Stored items
————————

PR #198, opened 2025-01-15
Additional Settings Methods SCMSUITE-10162 SO107

dormrod:
# Description

First set of added/modified methods to `Settings` to help with manipulation and analysis.

Changes are related to those in branch `GiulioBenedini/plams_settings_extra` (GB)

* Methods `remove` and `difference` aliased to `-=` and `-` allow subtraction of a settings object from another. These are based on `GB.subtract`
* Method `contains_nested` added to check whether a nested key tuple is in the settings. Note that only the tuple is supported, not the dot syntax for now i.e. `('a', 'b', 'c')` not `a.b.c.`. This is because it is easier to be consistent if these key tuples are input/output to the settings
* `get_nested` now has a default argument as in `GB.get_default`, this is slightly breaking as it used to return an empty `Settings` if a key could not be found, but I think this is worth it for consistency
* Add `pop_nested` as per `GB.pop_nested`
* Add `nested_keys` and `block_keys` the latter being similar to `GB.get_blocks_path`, renamed as blocks is an AMS-specific concept
* Add `compare` method similar to `GB.compare`, but it includes the added/removed and modified items in one return dict
* Add `format_in_table` similar to `GB.format_in_table` to pretty print data in a table

See unit tests and new documentation example on building AMS input settings for example usage

### DIFF
--- a/CHANGELOG.md
+++ b/CHANGELOG.md
@@ -28,6 +28,7 @@ This changelog is effective from the 2025 releases.
 * Logging of AMS job error messages to stdout and logfile on job failure
 * Method `get_errormsg` enforced on the `Job` base class, with a default implementation
 * Added an interface to the Serenity program through methods such as `SerenityJob`, `SerenityResults` and `SerenitySettings`
+* Methods `Settings.contains_nested` and `Settings.pop_nested` for checking if nested keys exist in a settings object and popping them
 
 ### Changed
 * Functions for optional packages (e.g. RDKit, ASE) are available even when these packages are not installed, but will raise an `MissingOptionalPackageError` when called
@@ -41,6 +42,7 @@ This changelog is effective from the 2025 releases.
 * Use standard library logger for `log` function
 * Make `Job` class inherit from `ABC` and mark abstract methods 
 * Exceptions raised in `prerun` and `postrun` will always be caught and populate error message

————————

ACTIVITY
Set down each line exactly as it appears, starting at the top of the data and ending at the line containing "allow subtraction of", and include no other lines.

TASK RESULT
PR #198, opened 2025-01-15
Additional Settings Methods SCMSUITE-10162 SO107

dormrod:
# Description

First set of added/modified methods to `Settings` to help with manipulation and analysis.

Changes are related to those in branch `GiulioBenedini/plams_settings_extra` (GB)

* Methods `remove` and `difference` aliased to `-=` and `-` allow subtraction of a settings object from another. These are based on `GB.subtract`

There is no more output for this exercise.